[YOUR OBJECTIVE]:
Of the lines listed below, return exactly those that run from the line containing "omitted or removed." through the line containing "<p>To <dfn export for=list,set>remove</dfn>", both included.

(Collected data entries)
○ ○ ○ ○
PR #451, opened 2022-05-05
Precisely specify iteration details. Fixes #396

### LINKED ISSUE #396: "For each" is not clear what happens if the list is modified while iterating
Apparently I do this sometimes: https://wicg.github.io/app-history/#inform-app-history-about-canceling-traversals step 2 calls into https://wicg.github.io/app-history/#finalize-with-an-aborted-navigation-error which in step 10.2 will remove the item from the list.

Options:

1. Disallow this and force the spec to make a copy of the list before iterating
2. Create a copy automatically when the iteration starts
3. Do something more complicated where deletions are handled transparently. I think this would look like:
   - If you delete something from the list before the currently-being-iterated value, that's OK. We ensure that it's you move on to the next value correctly (and don't e.g. skip forward 2 as an index-based approach would).
   - If you delete the currently-being-iterated value, that's OK. We ensure that you move on to the next value correctly (and don't e.g. skip forward 2 as an index-based approach would).
   - If you delete something after the currently-being-iterated value, that's OK. We ensure that it won't be seen in the rest of the iteration.

Thoughts welcome!

tabatkins:
Added a "sequence iteration" concept, and invoked it explicitly for list and map iteration.

Sequence iteration is defined in the same terms that ES does (see <https://github.com/tc39/ecma262/pull/2766> where ES is making itself more consistent in this regard): you maintain an internal index, incrementing it each step, and checking it against the length at each iteration. If the sequence changes size or order while executing its steps, that's fine, the next iteration will just see whatever the i+1th value of the sequence now is.

Happy to invoke this in a different way; what I have just seemed like a short and straightforward way to do so.

***
<a href="https://whatpr.org/infra/451.html" title="Last updated on Dec 13, 2022, 10:18 PM UTC (cf68dbb)">Preview</a> | <a href="https://whatpr.org/infra/451/3deb8ac...cf68dbb.html" title="Last updated on Dec 13, 2022, 10:18 PM UTC (cf68dbb)">Diff</a>

### DIFF
--- a/infra.bs
+++ b/infra.bs
@@ -1319,6 +1319,12 @@ out-of-bounds, except when used with <a for=list>exists</a>.
 "<code>b</code>", "<code>c</code>", "<code>a</code>" ». Then |example|[1] is the <a>string</a>
 "<code>b</code>".
 
+<p>Lists can also have <dfn export for=list,stack,queue,set lt=hole>holes</dfn>, which mark the location of a deleted value. Holes are not exposed to <em>any</em> algorithm unless explicitly called out; in all other cases, holes are treated as if they did not exist and are automatically skipped over. There is no literal syntax for holes.
+
+<p class=example id=example-hole-skipping>For example, if the list « <code>0</code>, <code>1</code>, <code>2</code> » has the item at index 1 [=list/removed=], it leaves behind a hole in its position. Subsequent requests for the item at index 1 will now return <code>2</code>, as index counting skips over holes unless otherwise specified; similarly, the list will report its [=list/size=] as 2 rather than 3.
+
+Note: Holes exist to make [=list/iteration=] stable and predictable when the list can be mutated during the iteration, matching ECMAScript behavior. If the [=list=] is read-only or not currently being iterated by anything, [=list/holes=] can be omitted or removed.
+
 <hr>
 
 <p>To <dfn export for=list>append</dfn> to a <a>list</a> that is not an <a>ordered set</a> is to
@@ -1356,7 +1362,7 @@ index is to add the given item to the list between the given index &minus; 1 and
 the given index is 0, then <a for=list>prepend</a> the given item to the list.
 
 <p>To <dfn export for=list,set>remove</dfn> zero or more <a for=list>items</a> from a <a>list</a> is
-to remove all items from the list that match a given condition, or do nothing if none do.
+to remove all items from the list that match a given condition, replacing each with a [=list/hole=], or do nothing if none do.
 
 <div class=example id=example-list-remove>
  <p><a for=list>Removing</a> |x| from the <a>list</a> « |x|, |y|, |z|, |x| » is to remove all
@@ -1369,7 +1375,7 @@ to remove all items from the list that match a given condition, or do nothing if
 </div>
 
 <p>To <dfn export for=list,stack,queue,set>empty</dfn> a <a>list</a> is to <a for=list>remove</a>
-all of its <a for=list>items</a>.
+all of its <a for=list>items</a>, replacing all of them with [=list/holes=].
 
 <p>A <a>list</a> <dfn export for=list,stack,queue,set lt=contain|exist>contains</dfn> an
 <a for=list>item</a> if it appears in the list. We can also denote this by saying that, for a
@@ -1395,18 +1401,20 @@ using |list| and |steps|. This can also be (and usually is) written as "[=list/F
     <dfn>List iteration</dfn> over a [=list=] |list|, given some per-item |steps|, means to:
 
     1. Let |index| initially be 0.
-    1. While |index| < |list|'s [=list/size=]:
-        1. Invoke |steps| with |list|[|index|].
+    1. While |index| < |list|'s [=list/size=] (including [=list/holes=]):
+        1. Let |item| be |list|[|index|] (including [=list/holes=]).
         1. Increment |index| by 1.
+        1. If |item| is a [=list/hole=], [=iteration/continue=].
+        1. Invoke |steps| with |item|.
 
-    Note: Both the [=list/size=] of |list|, and the order of its items, can potentialy change while
-    invoking |steps|.
+    Note: Entries deleted from the list before being visited will not be processed.
+    Otherwise, every entry in a list is visited exactly once, including any entries added after iteration has begun.
 </div>
 
 <p>To <dfn export for=list,stack,queue,set>clone</dfn> a <a>list</a> |list| is to create a new
 <a>list</a> |clone|, of the same designation, and, <a for=list>for each</a> |item| of |list|,
 <a for=list>append</a> |item| to |clone|, so that |clone| <a for=list>contains</a> the same
-<a for=list>items</a>, in the same order as |list|.
+<a for=list>items</a>, in the same order as |list|, omitting any [=list/holes=] that |list| contains.
 
 <p class=note>This is a "shallow clone", as the <a for=list>items</a> themselves are not cloned in
 any way.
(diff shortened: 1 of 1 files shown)


infra.bs
```diff
@@ -1389,6 +1389,7 @@ its <a for=list>size</a> is zero.
 set of steps on each <a for=list>item</a> in order, use phrasing of the form
 "<a for=list>For each</a> |item| of <var ignore>list</var>", and then operate on |item| in the
 subsequent prose.
+The subsequent prose constitutes the |steps| of [=sequence iteration=] over the [=list=].
```
domenic, line 1392: I think this needs to tie to "sequence iteration" more directly. Right now the normative definition of For each is still roughly "performing a set of steps on each [item](https://whatpr.org/infra/451.html#list-item) in order".

Maybe

> To **iterate** over a list _list_ performing steps _steps_ on each item, perform sequence iteration given _list_ and _steps_. This can also be (and usually is) written as "For each _item_ of _list_: _steps_".

Edit: but see below, actually I think trying to share the code between lists and maps doesn't work well.

infra.bs
```diff
@@ -1424,6 +1425,23 @@ ascending order, with |a| being less than |b| if |a|'s second <a for=struct>item
 <a>code unit less than</a> |b|'s second <a for=struct>item</a>, gives the result « (404,
 "<code>Not Found</code>"), (200, "<code>OK</code>"), (null, "<code>OK</code>") ».</p>
 
+<div algorithm>
+    <dfn>Sequence iteration</dfn> over an ordered sequence |seq|,
```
○ ○ ○ ○
[ANSWER FOR THIS EXERCISE]:
+Note: Holes exist to make [=list/iteration=] stable and predictable when the list can be mutated during the iteration, matching ECMAScript behavior. If the [=list=] is read-only or not currently being iterated by anything, [=list/holes=] can be omitted or removed.
+
 <hr>
 
 <p>To <dfn export for=list>append</dfn> to a <a>list</a> that is not an <a>ordered set</a> is to
@@ -1356,7 +1362,7 @@ index is to add the given item to the list between the given index &minus; 1 and
 the given index is 0, then <a for=list>prepend</a> the given item to the list.
 
 <p>To <dfn export for=list,set>remove</dfn> zero or more <a for=list>items</a> from a <a>list</a> is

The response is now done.